(Beginning of Record set)

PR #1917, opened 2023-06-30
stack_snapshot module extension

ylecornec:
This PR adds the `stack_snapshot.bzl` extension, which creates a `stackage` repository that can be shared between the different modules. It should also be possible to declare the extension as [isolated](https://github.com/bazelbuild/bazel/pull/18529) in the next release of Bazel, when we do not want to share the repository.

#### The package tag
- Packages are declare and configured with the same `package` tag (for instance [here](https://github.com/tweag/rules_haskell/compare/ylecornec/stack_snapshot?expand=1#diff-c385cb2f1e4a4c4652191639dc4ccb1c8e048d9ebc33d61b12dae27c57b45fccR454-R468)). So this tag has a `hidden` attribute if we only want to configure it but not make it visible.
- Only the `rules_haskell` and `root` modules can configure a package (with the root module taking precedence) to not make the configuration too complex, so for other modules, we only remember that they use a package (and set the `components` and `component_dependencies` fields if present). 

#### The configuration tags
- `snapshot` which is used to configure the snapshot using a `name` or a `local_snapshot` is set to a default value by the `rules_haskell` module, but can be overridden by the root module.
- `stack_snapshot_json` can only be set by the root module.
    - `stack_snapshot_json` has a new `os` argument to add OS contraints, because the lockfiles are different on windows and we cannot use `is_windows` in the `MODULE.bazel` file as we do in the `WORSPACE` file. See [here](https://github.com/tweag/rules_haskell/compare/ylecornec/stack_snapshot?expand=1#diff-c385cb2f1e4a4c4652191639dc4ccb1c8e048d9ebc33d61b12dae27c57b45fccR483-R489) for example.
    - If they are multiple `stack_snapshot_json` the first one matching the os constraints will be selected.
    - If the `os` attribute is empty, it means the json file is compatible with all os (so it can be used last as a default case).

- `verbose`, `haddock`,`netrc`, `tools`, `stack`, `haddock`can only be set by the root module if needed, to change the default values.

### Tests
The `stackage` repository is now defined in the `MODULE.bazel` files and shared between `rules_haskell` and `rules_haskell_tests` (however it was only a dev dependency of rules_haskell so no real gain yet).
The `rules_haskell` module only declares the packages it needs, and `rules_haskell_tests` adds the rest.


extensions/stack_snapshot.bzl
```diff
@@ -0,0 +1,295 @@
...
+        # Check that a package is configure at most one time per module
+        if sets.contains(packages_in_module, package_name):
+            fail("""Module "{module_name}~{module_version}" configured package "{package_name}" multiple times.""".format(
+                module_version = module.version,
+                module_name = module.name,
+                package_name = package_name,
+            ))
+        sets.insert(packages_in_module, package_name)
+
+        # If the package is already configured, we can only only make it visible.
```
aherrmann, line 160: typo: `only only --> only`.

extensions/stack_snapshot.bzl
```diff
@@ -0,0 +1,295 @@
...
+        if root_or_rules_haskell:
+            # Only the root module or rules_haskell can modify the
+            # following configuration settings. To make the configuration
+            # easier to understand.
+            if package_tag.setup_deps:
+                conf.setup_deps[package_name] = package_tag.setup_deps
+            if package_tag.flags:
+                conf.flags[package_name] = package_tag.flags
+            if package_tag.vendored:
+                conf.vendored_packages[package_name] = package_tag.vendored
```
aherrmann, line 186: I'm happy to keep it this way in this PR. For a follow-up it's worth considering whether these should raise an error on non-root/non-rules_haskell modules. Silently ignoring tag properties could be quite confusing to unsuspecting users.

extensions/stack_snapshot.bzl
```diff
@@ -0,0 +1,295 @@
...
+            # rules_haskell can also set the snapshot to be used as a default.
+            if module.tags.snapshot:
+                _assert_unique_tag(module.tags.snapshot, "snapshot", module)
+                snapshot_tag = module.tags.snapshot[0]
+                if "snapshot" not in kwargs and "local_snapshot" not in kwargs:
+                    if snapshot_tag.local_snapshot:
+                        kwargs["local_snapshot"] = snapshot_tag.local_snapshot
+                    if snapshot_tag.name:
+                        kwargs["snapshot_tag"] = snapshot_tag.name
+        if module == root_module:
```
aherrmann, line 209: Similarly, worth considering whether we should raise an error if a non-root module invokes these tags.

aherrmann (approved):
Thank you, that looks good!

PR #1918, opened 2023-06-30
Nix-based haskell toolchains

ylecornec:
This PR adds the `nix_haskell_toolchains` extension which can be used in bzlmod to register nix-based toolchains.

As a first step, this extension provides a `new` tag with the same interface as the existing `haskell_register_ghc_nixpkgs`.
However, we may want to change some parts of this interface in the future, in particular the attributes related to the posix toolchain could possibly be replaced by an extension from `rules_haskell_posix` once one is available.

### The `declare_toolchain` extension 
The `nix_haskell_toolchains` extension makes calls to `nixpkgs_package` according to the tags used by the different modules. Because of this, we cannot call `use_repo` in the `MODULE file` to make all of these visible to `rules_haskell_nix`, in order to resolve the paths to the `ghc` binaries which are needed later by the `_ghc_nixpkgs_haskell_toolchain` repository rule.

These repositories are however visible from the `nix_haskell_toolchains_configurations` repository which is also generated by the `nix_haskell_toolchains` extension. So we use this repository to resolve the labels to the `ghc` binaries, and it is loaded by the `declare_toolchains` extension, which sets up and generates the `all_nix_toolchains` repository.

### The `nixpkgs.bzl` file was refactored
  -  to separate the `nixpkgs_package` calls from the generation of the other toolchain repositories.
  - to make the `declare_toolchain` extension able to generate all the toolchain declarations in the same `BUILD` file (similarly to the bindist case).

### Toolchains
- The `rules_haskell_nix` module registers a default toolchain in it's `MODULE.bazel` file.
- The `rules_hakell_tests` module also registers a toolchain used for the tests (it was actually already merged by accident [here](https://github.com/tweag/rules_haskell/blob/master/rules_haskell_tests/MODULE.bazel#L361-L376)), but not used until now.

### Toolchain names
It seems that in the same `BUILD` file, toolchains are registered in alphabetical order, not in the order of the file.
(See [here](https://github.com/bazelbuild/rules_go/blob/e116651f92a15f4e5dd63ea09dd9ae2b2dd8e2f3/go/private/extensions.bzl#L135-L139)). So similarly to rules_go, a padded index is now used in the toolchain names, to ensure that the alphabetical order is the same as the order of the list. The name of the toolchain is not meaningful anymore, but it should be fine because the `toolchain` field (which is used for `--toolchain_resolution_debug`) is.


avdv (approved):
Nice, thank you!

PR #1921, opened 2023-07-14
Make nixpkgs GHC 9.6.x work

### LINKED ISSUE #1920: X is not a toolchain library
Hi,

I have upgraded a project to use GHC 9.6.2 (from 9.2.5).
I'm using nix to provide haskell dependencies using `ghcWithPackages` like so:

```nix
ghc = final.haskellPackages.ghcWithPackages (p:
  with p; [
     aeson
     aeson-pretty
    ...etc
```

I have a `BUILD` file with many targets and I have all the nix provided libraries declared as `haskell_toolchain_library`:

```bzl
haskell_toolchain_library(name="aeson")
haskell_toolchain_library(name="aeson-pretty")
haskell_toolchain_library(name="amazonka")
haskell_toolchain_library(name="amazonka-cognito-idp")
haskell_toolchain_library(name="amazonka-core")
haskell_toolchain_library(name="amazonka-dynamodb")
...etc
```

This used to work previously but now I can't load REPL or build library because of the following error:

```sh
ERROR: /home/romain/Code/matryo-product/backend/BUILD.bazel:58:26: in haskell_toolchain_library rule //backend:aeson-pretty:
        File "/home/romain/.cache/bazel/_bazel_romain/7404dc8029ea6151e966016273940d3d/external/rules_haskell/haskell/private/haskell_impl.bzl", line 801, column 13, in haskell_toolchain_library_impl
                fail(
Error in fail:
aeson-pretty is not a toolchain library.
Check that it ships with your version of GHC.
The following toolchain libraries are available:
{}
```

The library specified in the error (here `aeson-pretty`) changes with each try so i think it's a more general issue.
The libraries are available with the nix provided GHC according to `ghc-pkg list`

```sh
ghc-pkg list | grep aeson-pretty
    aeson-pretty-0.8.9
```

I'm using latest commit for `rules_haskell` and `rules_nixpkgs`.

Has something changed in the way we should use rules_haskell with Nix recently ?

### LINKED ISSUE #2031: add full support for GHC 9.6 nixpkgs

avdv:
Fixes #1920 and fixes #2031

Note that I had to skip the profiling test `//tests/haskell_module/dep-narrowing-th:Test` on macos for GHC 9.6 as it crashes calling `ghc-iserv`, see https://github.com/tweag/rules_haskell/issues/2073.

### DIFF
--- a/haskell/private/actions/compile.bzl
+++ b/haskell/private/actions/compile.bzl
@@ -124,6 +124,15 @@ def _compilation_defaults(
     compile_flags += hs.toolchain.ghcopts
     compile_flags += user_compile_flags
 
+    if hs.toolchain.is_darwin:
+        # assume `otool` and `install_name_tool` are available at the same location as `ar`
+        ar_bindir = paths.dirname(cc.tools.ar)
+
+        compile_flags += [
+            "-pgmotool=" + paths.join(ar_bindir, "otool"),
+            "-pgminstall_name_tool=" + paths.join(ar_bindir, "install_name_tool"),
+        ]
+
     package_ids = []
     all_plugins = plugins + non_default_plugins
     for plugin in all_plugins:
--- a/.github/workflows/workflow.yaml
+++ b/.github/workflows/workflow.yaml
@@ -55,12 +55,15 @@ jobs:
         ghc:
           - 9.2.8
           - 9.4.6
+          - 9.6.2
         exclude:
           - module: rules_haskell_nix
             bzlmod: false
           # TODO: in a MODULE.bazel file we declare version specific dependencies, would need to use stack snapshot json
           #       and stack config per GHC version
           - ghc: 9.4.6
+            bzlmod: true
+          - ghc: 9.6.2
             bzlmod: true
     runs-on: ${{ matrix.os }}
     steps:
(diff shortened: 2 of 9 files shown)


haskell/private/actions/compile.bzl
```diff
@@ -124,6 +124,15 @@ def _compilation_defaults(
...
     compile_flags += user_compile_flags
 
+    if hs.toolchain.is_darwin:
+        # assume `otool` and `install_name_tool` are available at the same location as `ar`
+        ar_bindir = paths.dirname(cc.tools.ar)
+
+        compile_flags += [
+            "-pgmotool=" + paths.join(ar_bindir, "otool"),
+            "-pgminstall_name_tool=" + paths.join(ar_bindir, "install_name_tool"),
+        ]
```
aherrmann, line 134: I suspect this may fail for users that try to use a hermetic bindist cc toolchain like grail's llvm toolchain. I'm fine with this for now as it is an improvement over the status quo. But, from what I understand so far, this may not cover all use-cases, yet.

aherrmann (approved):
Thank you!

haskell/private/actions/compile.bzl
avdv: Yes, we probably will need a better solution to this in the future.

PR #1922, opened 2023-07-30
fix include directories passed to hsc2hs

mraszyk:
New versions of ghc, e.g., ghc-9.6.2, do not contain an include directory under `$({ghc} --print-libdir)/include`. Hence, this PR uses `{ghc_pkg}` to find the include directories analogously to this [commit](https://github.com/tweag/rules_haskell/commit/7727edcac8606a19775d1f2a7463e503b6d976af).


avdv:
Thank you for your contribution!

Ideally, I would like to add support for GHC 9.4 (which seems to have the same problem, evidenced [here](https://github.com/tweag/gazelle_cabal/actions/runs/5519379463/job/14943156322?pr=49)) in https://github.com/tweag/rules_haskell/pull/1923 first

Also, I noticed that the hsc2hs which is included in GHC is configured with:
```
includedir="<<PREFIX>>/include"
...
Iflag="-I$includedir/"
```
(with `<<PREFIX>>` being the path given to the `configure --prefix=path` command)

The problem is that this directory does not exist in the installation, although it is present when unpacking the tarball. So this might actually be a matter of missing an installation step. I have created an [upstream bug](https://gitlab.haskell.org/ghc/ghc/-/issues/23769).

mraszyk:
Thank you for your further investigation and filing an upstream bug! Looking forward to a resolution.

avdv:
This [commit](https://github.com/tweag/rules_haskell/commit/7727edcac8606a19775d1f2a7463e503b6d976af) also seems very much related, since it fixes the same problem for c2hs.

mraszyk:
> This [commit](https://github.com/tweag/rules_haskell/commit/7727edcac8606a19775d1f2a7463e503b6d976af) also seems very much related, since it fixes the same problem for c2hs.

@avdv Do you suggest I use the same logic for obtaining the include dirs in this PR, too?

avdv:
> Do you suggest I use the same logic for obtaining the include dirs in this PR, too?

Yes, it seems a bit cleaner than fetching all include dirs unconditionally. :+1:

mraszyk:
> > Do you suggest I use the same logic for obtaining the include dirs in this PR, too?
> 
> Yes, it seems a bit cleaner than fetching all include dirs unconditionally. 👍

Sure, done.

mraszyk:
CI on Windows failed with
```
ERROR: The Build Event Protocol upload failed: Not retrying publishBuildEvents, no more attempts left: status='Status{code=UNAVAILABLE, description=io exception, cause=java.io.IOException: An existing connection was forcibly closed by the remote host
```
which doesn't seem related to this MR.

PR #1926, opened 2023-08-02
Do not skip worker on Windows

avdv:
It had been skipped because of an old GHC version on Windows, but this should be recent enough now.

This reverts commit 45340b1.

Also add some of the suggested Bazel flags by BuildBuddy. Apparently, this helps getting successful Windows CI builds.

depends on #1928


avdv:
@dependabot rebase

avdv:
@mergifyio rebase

(End of Record set)

Search the records for the word "runs". Copy every line that has it.

     runs-on: ${{ matrix.os }}
Ideally, I would like to add support for GHC 9.4 (which seems to have the same problem, evidenced [here](https://github.com/tweag/gazelle_cabal/actions/runs/5519379463/job/14943156322?pr=49)) in https://github.com/tweag/rules_haskell/pull/1923 first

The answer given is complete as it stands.